The next step in the Task Force process is to use the evidence from the key questions to assess whether there would be net benefit if the service were implemented. In 2001, the USPSTF published an article that documented its systematic processes of evidence evaluation and recommendation development. At that time, the Task Force's overall assessment of evidence was described as good, fair, or poor. The Task Force realized that this rating seemed to apply only to how well studies were conducted and did not fully capture all of the issues that go into an overall assessment of the evidence about net benefit. To avoid confusion, the USPSTF has changed its terminology. Whereas individual study quality will continue to be characterized as good, fair, or poor, the term certainty will now be used to describe the Task Force's assessment of the overall body of evidence about net benefit of a preventive service and the likelihood that the assessment is correct. Certainty will be determined by considering all 6 questions listed above; the judgment about certainty will be described as high, moderate, or low.

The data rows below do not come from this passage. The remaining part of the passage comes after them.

PR #671, opened 2023-04-07
Parlor G-mode strats

blkerby:
This builds on PR #668 and should not be merged until after it.

Adds G-mode strats in Parlor.


region/crateria/central.json
```diff
@@ -1661,6 +2020,31 @@
         {
           "from": 5,
           "to": [
+            {
```
osse101, line 2023: 5 to 2 would also be possible and has a piece of canOffScreenMovement

kjbranch:
This now relies upon `h_canArtificialMorphBombHorizontally`, which is currently in a pending PR into #685. (https://github.com/Bokyubi/sm-json-data/pull/7)

osse101:
👍

PR #672, opened 2023-04-09
Correct Main Hall elevator heat damage

blkerby:
I tested this and found that a suitless trip on Main Hall elevator takes exactly 109 energy in either direction (with no fast elevator patch).


osse101:
Timing it gives 440 frames too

In making its assessment of certainty about net benefit, the evaluation of the evidence from each key question plays a primary role. It is important to note that the Task Force makes recommendations for real-world medical practice in the United States and must determine to what extent the evidence for each key question-even evidence from screening RCTs or treatment RCTs--can be applied to the general primary care population. Frequently, studies are conducted in highly selected populations under special conditions. The Task Force must consider differences between the general primary care population and the populations studied in RCTs and make judgments about the likelihood of observing the same effect in actual practice.

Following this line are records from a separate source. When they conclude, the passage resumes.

PR #681, opened 2023-04-12
G mode Pit Room

kjbranch:


region/crateria/central.json
```diff
@@ -2599,6 +2648,66 @@
...
+                      "fromNodes": [2],
+                      "mode": "any",
+                      "artificialMorph": true
+                    }},
+                    "PowerBomb",
+                    {"ammo": {"type": "PowerBomb", "count": 5}}
+                  ],
+                  "note": [
+                    "Use Power Bomb horizontal boosts to move toward the left side of the room in artificial morph.",
+                    "Roll off the second-to-last blue platform and lay a Power Bomb against the wall to get into range of the bomb blocks.",
```
osse101, line 2686: Could be helpful to say that this is underneath the platform pirate.
And to be careful bumping the wall pirate when bomb jumping over, or jumping into any spawned lazers.

osse101 (commented):
I think it should be acceptable to softlock yourself in with the missile item.  That would make the bomb blocks an obstacle.

PR #684, opened 2023-04-12
G mode final missile bombway

kjbranch:


osse101:
We're going to want explanations in GMode doc on why seemingly simple things like PBs and artificial morph through tunnel don't work.

kjbranch:
In case you weren't sure, the problem here is you can use artificial morph to place the PB, but the bomb blocks dont break until you leave gmode. But it requires unmorphing to leave gmode. 

I think it would be great to have a doc to explain everything

PR #687, opened 2023-04-13
Add itemNotCollected logical requirement

blkerby:


logicalRequirements.md
```diff
@@ -405,6 +405,21 @@ __Additional considerations__
 Please refer to the sections on `leaveWithGModeSetup`, `leaveWithGMode`, and `gModeImmobile` in [the Region documentation](region/region-readme.md) for a more detailed explanation of these objects.
 
 
+#### itemNotCollected object
+An `itemNotCollected` object represents the need to have not yet collected the item at a given node in the same room. For example, such
+an item could be used to overload PLMs in G-mode assuming the item has spawned. Note that any conditions for the item to spawn (e.g. for
+Wrecked Ship items) are not included in this requirement and would need to be specified separately if applicable. In many situations,
+an `itemNotCollected` requirement should be accompanied by a `canRiskPermanentLossOfAccess`, if it is possible to prematurely obtain
+the item and then get stuck from being able to do the strat.
```
osse101, line 413: "stuck by being unable to do"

It is also important to note that 1 of the key questions in the analytic framework refers to the potential harms of the preventive service. The Task Force considers the evidence about the benefits and harms of preventive services separately and equally. Data about harms are often obtained from observational studies because harms observed in RCTs may not be representative of those found in usual practice and because some harms are not completely measured and reported in RCTs.
Putting the body of evidence for all key questions together as a chain, the Task Force assesses the certainty of net benefit of a preventive service by asking the 6 major questions listed above. The Task Force would rate a body of convincing evidence about the benefits of a service that, for example, derives from several RCTs of screening in which the estimate of benefits can be generalized to the general primary care population as "high" certainty (see the "Rating Scheme for the Strength of Recommendations" field). The Task Force would rate a body of evidence that was not clearly applicable to general practice or has other defects in quality, research design, or consistency of studies as "moderate" certainty. Certainty is "low" when, for example, there are gaps in the evidence linking parts of the analytic framework, when evidence to determine the harms of treatment is unavailable, or when evidence about the benefits of treatment is insufficient. Table 4 in the methodology document listed below (see "Availability of Companion Documents" field) summarizes the current terminology used by the Task Force to describe the critical assessment of evidence at all 3 levels: individual studies, key questions, and overall certainty of net benefit of the preventive service.
Sawaya GF et al. Update on the methods of the U.S. Preventive Services Task Force: estimating certainty and magnitude of net benefit. Ann Intern Med. 2007;147:871-875.[5 references].